*WORK TO BE COMPLETED*: Among the entries below, only the lines starting at the one with "- Clear and predictable release timing." and ending at the one with "- Creating GitHub", both included, are to be printed exactly.

Saved data entries:
PR #6765, opened 2024-05-24
fix: include packages unless it is not needed

knqyf263:
## Description
This PR changes to always include packages in the internal report by default, regardless of the `--list-all-pkgs` flag, as packages are required in many cases during vulnerability scanning, such as the dependency tree and VEX. Currently, filtering by VEX is broken because the package is not included by default. Only if `--list-all-pkgs` is not specified, the packages are removed from the final JSON output.

## Checklist


pkg/flag/options.go
```diff
@@ -354,15 +354,23 @@ type Options struct {
 
 // Align takes consistency of options
 func (o *Options) Align() error {
+	// Enable the SBOM scanner when a list of packages is necessary.
+	if o.listAllPkgs || slices.Contains(types.SupportedSBOMFormats, o.Format) {
+		o.Scanners.Enable(types.SBOMScanner)
+	}
+
```
DmitriyLewen, line 361: It is confusing.
You enable `SBOMScanner` for SBOM formats.
But `Result` will still contain `Packages`.
This happens because we don't check `SBOMScanner` in `scanner` package. e.g.:
 https://github.com/aquasecurity/trivy/blob/6e49dd99485e873bf6f7083a6ee45fbb9d51099f/pkg/scanner/langpkg/scan.go#L57-L58

That is why we can see the following case:
`sarif` format [uses `Packages` to get dependency location](https://github.com/aquasecurity/trivy/blob/349caf96bc3dd81551d488044f1adfdb947f39fb/pkg/report/sarif.go#L350-L369).
We didn't enable `SBOM Scanner` for `sarif` report => we expected `sarif` to not be able to use `Packages`
But as you can see, `sarif` found the line numbers:
```
➜  ./trivy fs -f sarif ./integration/testdata/fixtures/repo/pip -q | grep startLine 
                  "startLine": 2,
                  "startLine": 4,
                  "startLine": 4,

```

this is invisible to the user, but can confuse developers, leading to bugs.

I think we should check `SBOMScanner` in `scanner` package + we can enable `SBOMScanner` for all formats except `json` and `table` (`template` format should also contain `Packages`

DmitriyLewen: If you want to always detect packages - maybe we need to choose better name/variable to remove Packages suing `Json` format because:
Detecting packets with `SBOMScanner` disabled is not obvious and confusing.

knqyf263: >I think we should check SBOMScanner in scanner package + we can enable SBOMScanner for all formats except json and table (template format should also contain Packages

Actually, we need packages for VEX even if it's JSON format. That's why I wanted to add packages regardless of `--list-all-pkgs`.

knqyf263: I would like to stop maintaining a long list of cases where packages are needed because it likely causes bugs.

knqyf263: >I think we should check SBOMScanner in scanner package 

BTW, it's checked here.
https://github.com/aquasecurity/trivy/pull/6765/files#diff-69cf3117d3866088e0326f2f36c576ede844b8f0b6bd9a2d966b8a7dc5f4f41aR156

knqyf263: >we can enable SBOMScanner for all formats except json and table

SBOM cannot be enabled for all formats other than `table` and `json`. Because Sarif, for example, also supports misconfiguration, in which case it will unnecessarily include packages.

Instead, it may be clearer to explicitly state that SBOM is required for vulnerability scanning regardless of the format.
https://github.com/aquasecurity/trivy/pull/6765/commits/95ff6f014bbecd1453f39d39cb4ed4b63634923b#diff-80732ba8ca010f5d4649c424c6782a6d91b6a008e1b40b223357296e36af28e1R389-R392

Even in the table view, if `--dependency-tree` is specified, the package is required. I think it would be simpler to always enable the SBOM scanner during vulnerability scanning rather than specifying those conditions in detail. Wdyt?

DmitriyLewen: > Instead, it may be clearer to explicitly state that SBOM is required for vulnerability scanning regardless of the format.

Yeah. I think this is the best solution.

IIUC you can remove these changes:
https://github.com/aquasecurity/trivy/blob/6730d9be34b4f0424cef5fe2373234d699b53924/pkg/report/json.go#L23-L28

We included (if needed) Packages in `scanner` package.

DmitriyLewen: But I am worried about 1 case:
The `json` format for default `scanners` will always include `Packages`.
Will this be okay for users?

Perhaps we can disable `SBOMScanner` if `json` format without `list-all-pkgs`:

knqyf263: >Perhaps we can disable SBOMScanner if json format without list-all-pkgs

This is exactly this code. We cannot delete it.
https://github.com/aquasecurity/trivy/blob/6730d9be34b4f0424cef5fe2373234d699b53924/pkg/report/json.go#L23-L28

knqyf263: Oh, since SBOM is always enabled, it doesn't work. I'll think about it.

DmitriyLewen: I meant something like that:
```Go
if o.Scanners.Enabled(types.VulnerabilityScanner) {
		if !o.listAllPkgs && o.Format != types.FormatJSON {
			o.Scanners.Enable(types.SBOMScanner)
		}
	}
```

knqyf263: I've separated `--list-all-pkgs` from the SBOM scanner so that `--list-all-pkgs` can control packages in the JSON report.
https://github.com/aquasecurity/trivy/pull/6765/commits/d104c3c517c4c39067e70cacede8c3094487b8e1

DmitriyLewen (approved):
LGTM

PR #6777, opened 2024-05-25
ci(deps): fix ineffassign and bodyclose in ".*_test.go$"

mmorel-35:
## Description

Fixes ineffassign and bodyclose issues in ".*_test.go$"


pkg/rpc/server/listen_test.go
```diff
@@ -262,18 +262,19 @@ func Test_newServeMux(t *testing.T) {
...
 				require.NoError(t, err)
 
 				req.Header = tt.header
 				client := new(http.Client)
 				resp, err = client.Do(req)
+				require.NoError(t, err)
+				defer resp.Body.Close()
 			}
-
-			require.NoError(t, err)
```
knqyf263, line 274: This looks better to me. Is there any advantage to your change?

knqyf263: OK, if it's annoying, we'll disable it later.

knqyf263 (approved):

PR #6795, opened 2024-05-27
ci: introduce Release Please for automated release management

knqyf263:
## Motivation
Currently, releases are performed manually using `git tag` and `git push` in the local maintainer's environment. While this process has been functioning, it comes with certain risks and challenges:

1. Manual releases are prone to human error, leading to incorrect tags or other issues.
2. The timing of releases can be unclear, as it depends on manual action.
3. Difficulty in collaboration between maintainers for release.

To address these concerns and streamline our release process, I propose introducing [Release Please](https://github.com/googleapis/release-please) into our workflow.

## Proposed Changes
By integrating Release Please, we can automate key aspects of our release process:

1. Release Please will automatically create a release PR when a releasable commit (prefixed with `feat:` or `fix:`) is merged into a release branch (`main` and `release/v*`).
2. The release PR will contain the proposed version bump (minor for `feat:`, patch for `fix:`) and automatically generated release notes.
4. Once the release PR is approved and merged, Release Please will automatically create the version tag and perform the release.

This automation reduces the risk of human error and makes the release timing clear and predictable.

## Example
CleanShot 2024-05-27 at 23 03 19

**NOTE: I used my PAT so it looks like I created the PR, but in reality it is created by a bot.**

## Proposed Release Flow
The proposed release flow with Release Please will be as follows:

1. Merge releasable commits into the release branch (`main` and `release/v*`).
2. Release Please automatically creates a release PR with auto-generated release notes.
3. Draft the release notes in GitHub Discussions, as currently, according to the generated release notes in the release PR.
5. Approve and merge the release PR.
6. GitHub Actions automatically creates the version tag
7. GoReleaser performs the release.
8. Update the release notes in GitHub Discussions.

1, 2, 4 and 5 are new steps. Others are the same as the current flow.

For full details on the behavior of Release Flow, please see the Release Flow documentation.

## Benefits
- Reduced risk of human error in the release process.
- Easy to see what commits will be included in the next release.
- Release a new version if the maintainer approves it.
- Clear and predictable release timing.
- Streamlined and automated release process.

## Note
- Creating GitHub Release with Release Please is disabled (`skip-github-release: true`) to do releases with GoReleaser.
    - Therefore, there are several steps that have to be done manually, such as removing labels after release.
- I have not found a way to make a commit releasable, such as `chore`. Therefore, you have to manually trigger the creation of a release PR in order to create such a commit. See the documentation in the PR for more information.

## Checklist
[...]

PR #6810, opened 2024-05-29
ci: set initial version to v0.51.1

knqyf263:
## Description
[The release PR](https://github.com/aquasecurity/trivy/pull/6809) shows many commits already included in previous versions. I guess it's because the latest version defined in `.release-please-manifest.json` is v0.51.4, which is not in the main branch, and Release Please doesn't find it. My somewhat incomplete understanding is that Release Please goes back through the commits until it finds the v0.51.4 commit and, as a result, the release PR includes commits that have already been released.

If my understanding above is correct, the problem should be solved by specifying the tags present in the main commit, so this PR changes the latest version to v0.51.1.

## Related PRs
- https://github.com/aquasecurity/trivy/pull/6795

## Checklist


.release-please-manifest.json
```diff
@@ -1 +1 @@
-{".":"0.51.4"}
+{".":"0.51.1"}
```
DmitriyLewen, line 1: it should work now.
But it looks like when we release patches - `Release-please` will update tag in this file and we will get same case.

But I could be wrong.

knqyf263: Release Please will update this file from v0.51.1 to v0.52.0, which will be included in the main branch. So, the release PR after v0.52.0 will work properly.

DmitriyLewen (approved):

knqyf263:
It looks good now.
https://github.com/aquasecurity/trivy/pull/6809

*THE ANSWER*:
- Clear and predictable release timing.
- Streamlined and automated release process.

## Note
- Creating GitHub Release with Release Please is disabled (`skip-github-release: true`) to do releases with GoReleaser.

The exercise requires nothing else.